Data extracted from a collection:
--*--
PR #1419, opened 2022-10-05
fix: switch to the public api of importlib.metadata

frostming:
## Pull Request Check List


frostming:
This doesn't work

PR #1433, opened 2022-10-13
Draft licenses CLI feature

JohnHardy:
## Pull Request Check List

Added a new CLI command `licenses` that allows you to output the license documentation for all the deps.  This usually requires 3rd party projects that may or may not be compatible with whatever packaging system is used.  This CLI command implements common use cases that I have seen in the wild.

🙏🙏 **If you are interested in merging this PR in, please let me know so I will invest the time to lint / write test cases.  However, before that, I wanted to make sure that you were happy with: (1) the existence of the feature, (2) the implementation details, my first time working on a package manager, (3) the ux.** 🙏🙏 

Features are:

* Licenses can be gathered from the working set or resolved using the resolver/lockfile.  
* Output to CSV
* Output to JSON
* Output to console in the fancy PDM tables
* Output as markdown (including license text files included in dist-info)
* If a `License` field is empty, it will try to recover it from the Trove classifiers.
* Highlight the group a requirement is defined in (eg. dev deps) 
* Distinguish between specified deps and sub-dependencies 

Here are some use cases:

`pdm licenses`
image

`pdm licenses --resolve --skip default,tox,workflow,sub --fields group,identifier,version,licenses --sort licenses`
image

`pdm licenses --sort licenses`
image

`pdm licenses --sort licenses --csv`
image

`pdm licenses --sort licenses --markdown > mylicenses.md`
image


JohnHardy:
@frostming sounds good to me, but it will impact other functions inside pdm like `show_dependency_graph` , `actions.py`, etc.  I was reluctant to pollute `do_list` since I don't know the codebase.  What do you prefer?

Shall I keep the switches for selecting fields, skipping dep groups, changing the sort column, etc?

frostming:
> @frostming sounds good to me, but it will impact other functions inside pdm like `show_dependency_graph` , `actions.py`, etc. I was reluctant to pollute `do_list` since I don't know the codebase. What do you prefer?
> 
> Shall I keep the switches for selecting fields, skipping dep groups, changing the sort column, etc?
> 
> EDIT: It could also live in a plugin - happy to follow your guidance and suggestions from others.

The column selection is great, let's revisit the current options and the options to be added, if it is to be integrated in to `pdm list`:

| Format/Option | `--fields` | `--sort` | `--resolve` | `--license` | `--reverse` | `--include/--exclude`[^1] |
| ----- | ---- | ---- | ---- | ---- |  ---- | --- |
| table | ✅ | ✅ | ✅ | ✅ | ⛔ | ✅ | 
| csv| ✅ | ✅ | ✅ | ✅ | ⛔ | ✅ | 
| json | ✅ | ✅ | ✅ | ✅ | ⛔ | ✅ | 
| freeze | ⛔ | ⛔ | ⛔[^2] | ⛔ | ⛔ | ✅ | 
| graph[^3] | ⛔ | ⛔ | ⛔ | ⛔ | ✅ | ✅ | 

[^1]: To replace the proposed `--skip`, this should only work with `--resolve`, and `include` is prior to `exclude`
[^2]: should use `pdm export --format requirements` instead
[^3]: Can be given with `--json`

I hope that doesn't make the feature too complex.

JohnHardy:
I had another quick go at this again to match your feature matrix, let me know what you think!

Let me know if I missed anything or you would like something to be done differently.

**Questions:**

1. Currently using `--include *` to mean include everything.  Do you want it to match `pdm install -G:all` style instead?
2. Currently using `--exclude sub` to mean exclude sub-dependencies, but `sub` seems like an unclear choice of word.  Any suggestions?
3. At the moment there is the case where `cachecontrol` and `cachecontrol[filecache]` reference the `cachecontrol` package (seems right).  Is there a case where they should be distinguished by name?  Is there a way of mapping distributions back to requirement identifiers.  
4. At the moment, the resolver works on ALL groups BEFORE being filtered and listed.  However, we might want to send less packages to the resolver.  Only I thought that could potentially resolve different versions / licenses.  Probably nobody will care, but just wondering.

If you are happy, I can make some test cases.


PDM list

frostming:
> 1. Currently using `--include *` to mean include everything.  Do you want it to match `pdm install -G:all` style instead?

The current implementation LGTM.


> 2. Currently using `--exclude sub` to mean exclude sub-dependencies, but `sub` seems like an unclear choice of word.  Any suggestions?

Two options, 1) use a special identifier to avoid conflicting with existing groups, such as `:sub` 2) use another option flag `--exclude-sub`



> 3. At the moment there is the case where `cachecontrol` and `cachecontrol[filecache]` reference the `cachecontrol` package (seems right).

IMO it is okay to ignore the entries with extras `[]`

JohnHardy:
1. 👍
2. Done, `:sub` is used.
3. Sounds good.  FYI: I noticed that the `echo` function will trim `word[here]` to `word` even if the string does not contain `[/]` to close it.
4. I am updating the tests now.  Please can you advise how to mock the Command functions?

For example:

```
def test_list_command(project, invoke, mocker):  # previous test
    do_list = mocker.patch.object(actions, "do_list")
    invoke(["list"], obj=project)
    do_list.assert_called_once()   # <--- works OK in old codebase
    
def test_list_command(project, invoke, mocker):  # proposed new test
    handle = mocker.patch.object(Command, "handle")
    invoke(["list"], obj=project)
    handle.assert_called_once()   # <--- list.Command.handle is not called
```

frostming:
> 3\. FYI: I noticed that the `echo` function will trim `word[here]` to `word` even if the string does not contain `[/]` to close it.

Yeah, that is the markup syntax of rich console, `[]` need to be escaped by `\`

JohnHardy:
@frostming I've added a bunch of tests and sorted the linting.

Can you advise on how I can test `--resolve`  with the mock test fixtures?

If it is not necessary, then I think it is ready for review.

tests/cli/test_list.py
```diff
@@ -1,96 +1,147 @@
...
+from tests import FIXTURES
+from tests.conftest import Distribution
 
 
 def test_list_command(project, invoke, mocker):
-    do_list = mocker.patch.object(actions, "do_list")
-    invoke(["list"], obj=project)
-    do_list.assert_called_once()
+    # Calls the correct handler within the Command
+    with patch.object(Command, "handle_list") as m:
```
frostming, line 17:
```suggestion
    with mocker.patch.object(Command, "handle_list") as m:
```

tests/cli/test_list.py
```diff
@@ -1,96 +1,147 @@
...
+        invoke(["list"], obj=project)
+        m.assert_called_once()
 
 
 @pytest.mark.usefixtures("repository", "working_set")
-def test_list_dependency_graph(project, capsys):
+def test_list_dependency_graph(project, invoke):
+    # Calls the correct handler within the list command
+    with patch.object(Command, "handle_graph") as m:
```
frostming, line 25: ditto

frostming:
> Can you advise on how I can test `--resolve` with the mock test fixtures?

Use the `repository` fixture to mock the package source and `working_set` to mock the installation. Then run `pdm add requests` to generate a lock file and then it should be able to generate a package list by `--resolve`.

All packages in the mocked source are defined in `tests/fixtures/pypi.json` and feel free to add more packages with dependencies if necessary.

tests/cli/test_list.py
JohnHardy: I can't get the mocker fixture to work at all, not sure why yet!  Will take another look tomorrow.

tests/cli/test_others.py
```diff
@@ -63,12 +62,13 @@ def test_global_project_other_location(invoke, project):
...
-    result = invoke(["list"])
+    mocker.patch.object(actions, "do_lock", side_effect=RuntimeError("test error"))
+    result = invoke(["lock"])
     assert "[RuntimeError]: test error" in result.stderr
 
-    result = invoke(["list", "-v"])
-    assert isinstance(result.exception, RuntimeError)
+    with pytest.raises(RuntimeError) as err:
+        result = invoke(["lock"], strict=True)
+    assert "test error" in str(err)
```
frostming, line 71: This is to test the behavior of `-v` to raise the error directly, why not keep the old way.

```python
assert isinstance(result.exception, RuntimeError)
```

tests/test_integration.py
```diff
@@ -51,5 +51,5 @@ def test_basic_integration(python_version, core, tmp_path, invoke):
 def test_actual_list_freeze(project, local_finder, invoke):
     invoke(["config", "-l", "install.parallel", "false"], obj=project, strict=True)
     invoke(["add", "first"], obj=project, strict=True)
-    r = invoke(["list", "--freeze"], obj=project)
+    r = invoke(["export", "--format", "requirements"], obj=project)
```
frostming, line 54: This doesn't seem correct to me, they don't work the same way.

src/pdm/cli/commands/list.py
```diff
@@ -1,37 +1,369 @@
...
+SUBDEP_GROUP_LABEL = ":sub"
+
 
 class Command(BaseCommand):
     """List packages installed in the current working set"""
 
     def add_arguments(self, parser: argparse.ArgumentParser) -> None:
-        group = parser.add_mutually_exclusive_group()
-        group.add_argument(
+        graph = parser.add_mutually_exclusive_group()
```
frostming, line 26: You seem to leave the `--freeze` option out, that isn't what I mean in the matrix. `--freeze` is supposed work without any other options. `pdm list --freeze` prints the **currently installed** requirements list compatible with `pip`'s requirements file format.

tests/cli/test_list.py
```diff
@@ -276,4 +331,398 @@ def test_list_json_with_circular_reverse(project, capsys, repository):
...
+    assert expected == result.output
+
+
+# # TODO: resolve with graph?
+# # TODO: how to fix this?
+# # "[CandidateNotFound]: No candidate is found for `requests` that
+# # matches the environment or hashes\nAdd '-v' to see the detailed traceback\n"
+# @pytest.mark.usefixtures("working_set", "repository")
+# def test_list_bare_sorted_version_resolve(project, invoke, repository):
+#     # project.environment.python_requires = PySpecSet(">=3.6")
```
frostming, line 497: Shouldn't this line fix the `CandidateNotFound` issue?

frostming (changes requested):

tests/cli/test_list.py
JohnHardy: Sorted 👍

tests/cli/test_list.py
JohnHardy: Sorted 👍

src/pdm/cli/commands/list.py
JohnHardy: Ah sorry, I thought you meant to remove it.  I will add it back 👍

tests/cli/test_list.py
JohnHardy: I thought so, but I cannot make it work.  Do you have any ideas?

tests/test_integration.py
JohnHardy: Sorted 👍 will push asap

src/pdm/cli/commands/list.py
JohnHardy: Sorted 👍 will push asap

tests/cli/test_others.py
JohnHardy: Ah ok, I think I had a problem locally.  I reverted and changed from `do_list` to `do_lock`.   Is that still ok?

tests/conftest.py
```diff
@@ -189,11 +189,13 @@ def build_env():
...
 class Distribution:
-    def __init__(self, key, version, editable=False):
+    def __init__(self, key, version, editable=False, metadata=None):
         self.version = version
         self.link_file = "editable" if editable else None
         self.dependencies = []
-        self.metadata = {"Name": key}
+        self.metadata = {"Name": key, "Version": version}
+        if metadata:
+            self.metadata = {**self.metadata, **metadata}
```
JohnHardy, line 198: Would you prefer `name` and `version` each to be a `@property` reading from `self.metadata`?

tests/cli/test_list.py
JohnHardy: I tried quite a lot of different things here, and I am not sure what to try next.  I would appreciate any advice :)

tests/cli/test_list.py
```diff
@@ -1,96 +1,161 @@
...
+    )
+    expects = "".join(expects)
+    assert expects == result.outputs
+
+    # Only include the dev dep
+    result = invoke(["list", "--graph", "--include", "dev"], obj=project)
+    expects = (
+        "demo 0.0.1 [ Not required ]\n",
+        "+-- chardet [ not installed ] [ required: Any ]\n",  # installed 3.0.4 ?
+        "`-- idna [ not installed ] [ required: Any ]\n",  # installed 2.7 ?
```
JohnHardy, line 74: Here the `chardet` and `idna` packages are showing as `[ not installed ]`.   I am not sure why this is showing like this, because `--resolve` is not used, so these packages should all be from the working set.

JohnHardy:
Added a few of comments on the code where I need some help/advice about what the correct behaviour should be.  Thanks!

tests/cli/test_list.py
frostming: You need to mock the `.metadata` cuz it will be accessed during the command, which will try to find a package link and fail.
https://github.com/pdm-project/pdm/blob/cd2f1a98513d03f03fcb784804b9eff10fb37871/src/pdm/cli/commands/list.py#L144-L146

tests/cli/test_list.py
```diff
@@ -1,96 +1,161 @@
...
+        "demo 0.0.1 [ Not required ]\n",
+        "+-- chardet 3.0.4 [ required: Any ]\n",
+        "`-- idna 2.7 [ required: Any ]\n",
+        "requests 2.19.1 [ Not required ]\n",
+        "+-- certifi 2018.11.17 [ required: >=2017.4.17 ]\n",
+        "+-- chardet 3.0.4 [ required: <3.1.0,>=3.0.2 ]\n",
+        "+-- idna 2.7 [ required: <2.8,>=2.5 ]\n",
+        "`-- urllib3 1.22 [ required: <1.24,>=1.21.1 ]\n",
+    )
+    expects = "".join(expects)
```
frostming, line 66: It seems we don't need to join the lines if we remove the trailing commas.

JohnHardy: No problem!

tests/cli/test_list.py
JohnHardy: I explicitly added `idna` and `chardet` them as dev deps in the test and made a note.  I think for the purpose of the test it is reasonable/clearer than a complicated mock.

src/pdm/cli/commands/list.py
```diff
@@ -1,37 +1,417 @@
...
+    ) -> None:
+        if options.csv:
+            raise PdmUsageError("--csv cannot be used with --graph")
+        if options.markdown:
+            raise PdmUsageError("--markdown cannot be used with --graph")
+        if options.sort:
+            raise PdmUsageError("--sort cannot be used with --graph")
+
+        dep_graph = build_dependency_graph(
+            packages, project.environment.marker_environment  # type: ignore
```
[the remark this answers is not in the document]
JohnHardy: Changed to `Mapping[str, im.Distribution]`

src/pdm/cli/commands/list.py
```diff
@@ -1,37 +1,417 @@
...
+        if not all(g in valid_groups for g in include):
+            raise PdmUsageError(
+                f"--include groups must be selected from: {valid_groups}"
+            )
+        exclude = parse_comma_separated_string(options.exclude, lowercase=False)
+        if exclude and not all(g in valid_groups for g in exclude):
+            raise PdmUsageError(
+                f"--exclude groups must be selected from: {valid_groups}"
+            )
+        selected_groups = set(g for g in include if g not in exclude)
```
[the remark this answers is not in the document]
frostming: Not exactly, `include` should be a strong yes, when it is given, only those specified remain, except for `:sub`, which will be absent only when it appears in `exclude`.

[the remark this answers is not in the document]
JohnHardy: Ah, I see, thanks!  I will try to get to it tomorrow :)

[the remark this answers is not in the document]
JohnHardy:
```
valid = set([a, b, c, s])

include=[set()], exclude=[set()] ==> selected=[{'c', 'a', 'b', 'sub'}]
include=[set()], exclude=[{'a'}] ==> selected=[{'c', 'b', 'sub'}]
include=[set()], exclude=[{'a', 'sub'}] ==> selected=[{'c', 'b'}]
include=[{'a'}], exclude=[{'a', 'sub'}] ==> selected=[{'a'}]
include=[{'a', 'b'}], exclude=[set()] ==> selected=[{'a', 'b', 'sub'}]
include=[{'a', 'b'}], exclude=[{'sub'}] ==> selected=[{'a', 'b'}]
```

tests/cli/test_list.py
JohnHardy: I have not worked out how to mock this yet.  How can I access and mock the candidates within the test fixture?

frostming:
@JohnHardy Thanks for the contribution, it may still need to be refined. I will merge it first and continue the work on another branch.

frostming (approved):

JohnHardy:
Fantastic, thank you for making last refinements.

I look forward to seeing the changes - please ping me if I can help in the future👍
--*--
• **AIM OF THE TASK**: Where a line of the data holds "must", show that line.

• **EXERCISE SOLUTION**:
+                f"--include groups must be selected from: {valid_groups}"
+                f"--exclude groups must be selected from: {valid_groups}"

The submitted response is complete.